The few-mode interferometry imaging system is proposed for extended DOF imaging, as shown in Fig. 1a. A segment of a multimode fibre is spliced, with a single-mode fibre as a single-mode-multimode (SMM) fibre element, which generates LP0m-like modes16, where the mode index m corresponds to the number of circular propagation modes supported by the multimode fibre (Fig. 1b). In a conventional confocal imaging system, the spherical wavefront of a single diverging beam is modified by the phase function of an objective, converging onto one single focus. In contrast, for the SMM fibre system, due to the self-imaging property of multimode fibres, circular propagation modes with different angular spectra divide the wavefront of the beam into multiple annular zones. The field distribution Ul on the objective can be approximated as

$${\it{U}}_{\it{l}}\;\left( {{\it{r}}_{\it{l}}} \right) = {\it{P}}_{\mathrm{0}}\;\left( {{\it{r}}_{\it{l}}} \right){\it{G}}\left( {{\it{r}}_{\it{l}}} \right) + \mathop {\sum}\limits_{m = 1}^{\it{M}} {{\it{P}}_{\it{m}}\left( {{\it{r}}_{\it{l}}} \right){\it{G}}\left( {{\it{r}}_{\it{l}} + {\it{md}}} \right)}$$
(1)

where rl is the radial coordinate in the objective plane, d is the core diameter of the multimode fibre, and M represents the number of circular modes. G represents a Gaussian beam function generated by the single-mode fibre, P0 is the circular aperture function for the 0th-order mode, and Pm is the annular aperture function for high-order modes (see Supplementary Section 1). The first term on the right-hand side of Eq. (1) represents the field corresponding to the 0th-order mode, which approximates Gaussian beam propagation, and the second term represents a coherent summation of the fields generated by the high-order modes. Due to the self-imaging effect, each high-order mode can be treated as a Gaussian beam identical to the 0th-order mode, but with a beam waist shifted by a distance md in the radial direction in response to mth-order reflection. The aperture function for the 0th-order mode (P0) is approximated as the projection of the multimode fibre emitting aperture onto the objective plane. Similarly, the annular aperture function for each high-order mode (Pm) is approximated as the multimode fibre emitting aperture projected along the beam propagation path of each mode. After being focused by an objective, due to the difference in wavefront curvature, the high-order modes converge onto an axial region that is different from that of the 0th-order mode, and when all modes are added, an extended focusing region is created. Once the sample is illuminated by the beam, depth-resolved information of the sample encoded in all the modes is reflected and transformed by the objective onto a transverse plane and coupled back into the SMM fibre system, then transmitted to the optical signal processing unit through a single-mode fibre. Since the information carried by each mode travels a different optical pathlength, a low coherence interferometry that resolves pathlength delay is used for decoding. Thus, multiple propagation modes can simultaneously interrogate a sample at different depths, and the depth-encoded signal can be transmitted back through a common channel for processing, which essentially increases the acquisition capacity of a reflectometry system without additional illumination and detection channels.

Fig. 1
figure 1

a The concept of using a single-mode-multimode fibre system for depth-encoded reflectometry. The colour pattern corresponds to different propagation modes. SMF single-mode fibre, MMF multimode fibre, OSP optical signal processing unit. b 3D rendering of the intensity profile inside the multimode fibre showing the few-mode generation processes of an SMM fibre system. The lateral and axial dimensions are not drawn to scale. The SMF has a mode field diameter of 5 μm, and the MMF has a core diameter of 50 μm and a length of 1.2 mm. A system wavelength of 800 nm is assumed. c Simulations of the focused field intensity distribution in the image space. The length of the spacer is 1.6 mm, and the objective has a focal distance of approximately 0.5 mm. We assume a refractive index of 1.34 in the image space. The focused field intensity distribution is normalised by the peak intensity and displayed on the dB scale with a dynamic range of 16 dB.

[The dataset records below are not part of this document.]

PR #94, opened 2018-04-09
rename clients to applications

lbalmaceda:
Doubts -> 
`non interactive client` (for token issuing) and `client credentials grant`


cocojoe:
non interactive client will change to something else soon

PR #96, opened 2018-04-11
Add GET Users-by-email to the Management API

saltukalakus:


saltukalakus:
@lbalmaceda hi, this is for ZD # 37109

auth0/v3/test/management/test_users_by_email.py
```diff
@@ -0,0 +1,37 @@
...
+   
+        u = UsersByEmail(domain='domain', token='jwttoken')
+        u.search_users_by_email('A@B.com')
+
+        args, kwargs = mock_instance.get.call_args
+
+        self.assertEqual('https://domain/api/v2/users-by-email', args[0])
+        self.assertEqual(kwargs['params'], {
+            'email': 'a@b.com',
+            'fields': None,
```
lbalmaceda: Does this mean that there's a `field=null` parameter being sent on the body?

auth0/v3/test/management/test_users_by_email.py
```diff
@@ -0,0 +1,37 @@
...
+            'include_fields': 'true'
```
lbalmaceda: I know this is probably no harm, but why sending this if no `fields` where passed?

mcschan:
Hi @saltukalakus any updates to this?  We are waiting for this to be merged.

saltukalakus:
Hi @lbalmaceda thanks for the review and sorry for the late response as this was slipped through the cracks.

Before I fix the issues for the other inlined comments, can we decide on this?

> The endpoint returns an array of "users" and this type of object is already being handled by the Users class. Please move the changes to the existing class rather than creating this new one.

In the past months, we had grouped the functionality based on the grouping of https://auth0.com/docs/api/management/v2 site . This makes it more easy and intuitive for the developers using the library. If we go that way, it is better to create a separate file for this endpoint otherwise I will follow your recommendation.

cc @mcschan

lbalmaceda:
Personally in my libs, I'd keep it inside the `Users` entity like I suggested. But I understand your point of view and I agree that can help users find it easier, so that's a green light for you. 👍 

On a related topic, this doesn't seem to handle pagination, does it? All APIv2 endpoints will soon require that and since this one hasn't been merged yet, I'd like you to only expose a paginated method + result. Would that be OK ?

auth0/v3/test/management/test_users_by_email.py
saltukalakus: Yes we set this parameter to None before sending it, if the field array is empty on [this line]( https://github.com/saltukalakus/auth0-python/blob/58c016385610e4eb8c71e82788d287752b3cd6b0/auth0/v3/management/users_by_email.py#L41).

auth0/v3/test/management/test_users_by_email.py
saltukalakus: Made a quick test and setting the field to True or False makes no harm if fields array is not sent. I had copied this behaviour from [list API](https://github.com/saltukalakus/auth0-python/blob/58c016385610e4eb8c71e82788d287752b3cd6b0/auth0/v3/management/users.py#L56).

saltukalakus:
>On a related topic, this doesn't seem to handle pagination, does it? All APIv2 endpoints will soon require that and since this one hasn't been merged yet, I'd like you to only expose a paginated method + result. Would that be OK ?

Pagination for this API isn't documented in the API explorer so it might be a better idea to keep it this way until it is public.

auth0/v3/management/users_by_email.py
```diff
@@ -0,0 +1,44 @@
...
+
+    def __init__(self, domain, token, telemetry=True):
+        self.domain = domain
+        self.client = RestClient(jwt=token, telemetry=telemetry)
+
+    def _url(self):
+        url = 'https://%s/api/v2/users-by-email' % self.domain
+        return url
+
+    def search_users_by_email(self, email, fields=[], include_fields=True):
```
lbalmaceda: > Default values are evaluated when the function is compiled, which is an important distinction if the value is mutable.

Please change `[]` to `None` and do the check later. See how it's done [here](https://github.com/auth0/auth0-python/blob/cbce31b770619a772cfecc5fea6df4390e6e95cc/auth0/v3/management/logs.py#L63)

lbalmaceda:
@saltukalakus I was about to merge this one but I realized you're missing the import and initialization in these two files, following the existing code:

https://github.com/auth0/auth0-python/blob/master/auth0/v3/management/__init__.py

https://github.com/auth0/auth0-python/blob/master/auth0/v3/management/auth0.py

can you please do that ?

saltukalakus:
Hi @lbalmaceda updated my fork and did the changes. Does it look fine?

Issue #86, opened 2017-12-16
Auth0Error not raise with Users Client


Calion54:
Hi, 

I would like update the user password but if the request return a 400 status code, there is no exception throw "Auth0Error".

My request : 

```
request = auth0.users.update(<id>, {
            "password": "totototo"
        })
```

I get : 
`{'statusCode': 400, 'error': 'Bad Request', 'message': 'PasswordHistoryError: Password has previously been used'}`

But in your RestClient, you check if there is an attribute with the name "errorCode" but that doesn't work because the attribute is called "statusCode".

```
if isinstance(text, dict) and 'errorCode' in text:
    raise Auth0Error(status_code=text['statusCode'],
                             error_code=text['errorCode'],
                             message=text['message'])
```

is it normal ???

lbalmaceda:
This should be already fixed on the latest release.

PR #97, opened 2018-04-17
fixes handling of error responses

andrewpwade:
API now appears to return key `error` instead of `errorCode`, e.g.:

`{'statusCode': 401, 'error': 'Unauthorized', 'message': 'Invalid token'}`

maintained exception attribute `error_code` for backwards compatibility.

Reported in auth0/auth0-python#86

### DIFF
--- a/auth0/v3/management/rest.py
+++ b/auth0/v3/management/rest.py
@@ -105,8 +105,8 @@ class RestClient(object):
     def _process_response(self, response):
         text = json.loads(response.text) if response.text else {}
 
-        if isinstance(text, dict) and 'errorCode' in text:
+        if isinstance(text, dict) and 'error' in text:
             raise Auth0Error(status_code=text['statusCode'],
-                             error_code=text['errorCode'],
+                             error_code=text['error'],
                              message=text['message'])
         return text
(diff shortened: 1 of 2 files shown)


andrewpwade:
I looked at the documentation (at https://auth0.com/docs/api/management/v2 ) and did not see any docs for response errors.

It would be useful if an auth0 employee could provide inside knowledge, and perhaps fix the oversight in the documentation (if it is indeed not documented and I haven't just failed to find it) Otherwise, contributors are just making best guesses and nothing can be declared actually correct as per the documentation.

I take your note about backwards compatibility. However, we're not even completely sure what's the current correct response format.

About the tests: again, if we know what all the possible responses are, they can be in the tests.

lbalmaceda:
I'm basing my suggestions on my own experience with the API. The docs don't seem to provide detailed error responses for each scenario but they do share a common response structure using code/description or error_code/error_description properties. Those are the changes introduced in the PR (92) and that's why this _management_ rest logic should be similar. I understand your frustration about the lack of error documentation but unfortunately the API explorer docs are part of another team, which you can reach on https://support.auth0.com and give more visibility to this issue. In the meantime I'll close this one, merge #98 and move forward with the release procedure. Thanks for your contribution.

PR #98, opened 2018-04-18
Raise Auth0Error for bad status code

beck3905:
I copied the logic from authentication/base.py for _process_response into management/rest.py.  This way any 400 or greater status codes will result in an Auth0Error.

The current functionality, which is based on 'error_code' being present in the response is not good enough because not all Auth0 API error response include 'error_code' and thus bad response get through when the expectation is a valid object.  For example, if I call auth0.users.create() and get a 429 response, the API response does not have an error_code and my code expects to receive a valid user profile but instead receives a `{"error": "Too Many Requests", "status_code": 429}`.

This change will make consuming the auth0-python sdk more consistent as all error responses will result in an Auth0Error instead of some resulting in an Auth0Error and other returning an error object when an Auth0 object is expected.

### DIFF
--- a/auth0/v3/management/rest.py
+++ b/auth0/v3/management/rest.py
@@ -5,6 +5,9 @@ import requests
 from ..exceptions import Auth0Error
 
 
+UNKNOWN_ERROR = 'a0.sdk.internal.unknown'
+
+
 class RestClient(object):
 
     """Provides simple methods for handling all RESTful api endpoints. """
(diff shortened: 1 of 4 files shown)


beck3905:
@cocojoe, @aaguiarz I'm not sure who needs to review this but I see you were the last two to merge pull requests.  Could one of you please review this or assign it to the correct person?  Thanks.

cocojoe:
Thanks, will do.

auth0/v3/management/rest.py
```diff
@@ -105,8 +105,8 @@ def delete(self, url, params={}):
     def _process_response(self, response):
         text = json.loads(response.text) if response.text else {}
 
-        if isinstance(text, dict) and 'errorCode' in text:
+        if isinstance(text, dict) and (response.status_code is None or response.status_code >= 400):
             raise Auth0Error(status_code=text['statusCode'],
-                             error_code=text['errorCode'],
+                             error_code=text.get('errorCode', ''),
```
lbalmaceda: Another PR suggests falling back to the property "error" when "errorCode" is not present in the response.

beck3905: I've looked at the latest change to `/authentication/base.py` and it mostly looks good because it both takes `status_code` into account and uses `error` instead of `errorCode`.  The only issue I noticed is that it is not python 2 compatible.  Using `super().__init__(...)` is not supported in python 2.  To be supported in both python 2 and python 3 this should be `super(Response, self).__init__(...)`

beck3905: I will update my PR with this change in `/authentication/base.py` and update `/management/rest.py` to use the same logic.

lbalmaceda: Got it @beck3905, thanks. @darkyen can you please give me a hand reviewing the python side of things here? I don't even know which is the minimum python version we support. I guess from [here](https://github.com/auth0/auth0-python/blob/master/setup.py#L32) that we target 2.7 and up.

beck3905:
@darkyen and @lbalmaceda I've updated tests to keep the coverage checks happy.  Can you review these changes and let me know if they can be incorporated into the SDK?  Thanks

beck3905:
@darkyen Thanks for the approval.  Any idea on the timeline for when this will be merged and available in a new version of the auth0-python package?

lbalmaceda:
I'll try to make a new release by Friday.

lbalmaceda:
@beck3905 I've just uploaded 3.2.0. It was my first time uploading a package to pypi so please, share feedback whether it works and/or is available or not.

beck3905:
Hi Luciano,

I just pip installed the latest auth0-python package v3.2.0 and looked at
the auth0/v3/management/rest.py file and it does not appear to have the
latest changes in it.  I still see

```
        text = json.loads(response.text) if response.text else {}

        if isinstance(text, dict) and 'errorCode' in text:
            raise Auth0Error(status_code=text['statusCode'],
                             error_code=text['errorCode'],
                             message=text['message'])
        return text
```

I'm not sure what happened with the publishing to pypi, but the latest
source in github looks correct.

Thanks
Brian

beck3905:
@lbalmaceda @darkyen - Any updates on this?  I'm still not seeing this code when I pip install auth0-python 3.2.0.

lbalmaceda:
@beck3905 I just uploaded `3.2.2`. At least the `bdist` code looks fine. I can't inspect the `wheel` one so I can't say. Can you please check ? I'll leave the release steps at the bottom.

Also, I see releases before 3.2.0 had a "dumb binary" file uploaded which I can't seem to generate/upload. I've followed the steps at the [distributing packages guide](https://packaging.python.org/tutorials/distributing-packages/) but even if I can generate the `sdist` I can't seem to upload it, so I skipped that one.

```
HTTPError: 400 Client Error: Only one sdist may be uploaded per release. for url: https://test.pypi.org/legacy/
```

Does anyone know if this is the right procedure?

```bash
# Generate distribution files
python setup.py sdist bdist

# Generate wheel files
python setup.py bdist_wheel --universal

# Upload files
twine upload dist/*
```

beck3905:
@lbalmaceda I just pip installed the latest package and inspected the rest.py file in my site-packages directory.  Looks like it has the changes in 3.2.2.  Thanks.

The field intensity distribution in the image space is simulated by the beam propagation method17, as shown in Fig. 1c, where we observe a substantially elongated focusing region. In addition to the self-healing effect of the Bessel/pseudo-Bessel fields18 of the high-order modes, we found an additional mode-related self-healing effect in the overall focused beam field, which we call modal self-healing, as a unique propagation property of the SMM fibre system. To visualise this effect, we simulated the focused beam field in the image space through four 2-μm-diameter scatterers (refractive index of 1.5) at different depths along the centre of the beam path. In contrast to the original beam profile (Fig. 1c), these scattering particles introduce aberration to the beam field (Fig. 2a), shown as the field disturbance at the centre of the transverse beam profile. However, the effect of each scatterer is primarily confined to only the mode that is focused on the scatterer and does not substantially affect the other non-focusing modes. This effect was observed as the higher-order modes that correspond to the ring pattern on the transverse beam profile circumvent the scatterers, propagate with minimal disturbance, and converge onto deeper regions. This modal self-healing phenomenon suggests the propagation independence of each mode in the scattering media.

Fig. 2
figure 2

a Simulation of the aberrated beam field intensity when scatterers are positioned at the centre of the beam path. Four scatterers were modelled, denoted as S1–S4. The scatterers had a diameter of 2 μm and a refractive index of 1.5. 3D rendering of the beam field and the transverse intensity distributions show that the aberration introduced by an individual scatterer is confined within each mode. Z indicates the beam propagation direction. Scale bar: 10 μm. b Photograph of the completed 2.6-F rapid guidewire exchange coronary catheter. c A photograph of the distal end of the catheter, taken using a microscope. The fibre probe had a diameter of 500 μm and a rigid length of less than 4 mm. Scale bar: 500 μm. d Photograph of the ring pattern of the light transmitted through the catheter’s fibre probe optics, corresponding to multiple propagation modes. The screen was positioned at a small angle with respect to the beam propagation direction, showing that the cylindrical mirror directs the beam at an ~8° angle normal to the sheath to reduce specular reflection. e Simulation of the normalised on-axis field intensity distribution with respect to depth for the centre wavelength and the two ends of the spectra, showing that the chromatic focal shift effect mitigated the field intensity discontinuity.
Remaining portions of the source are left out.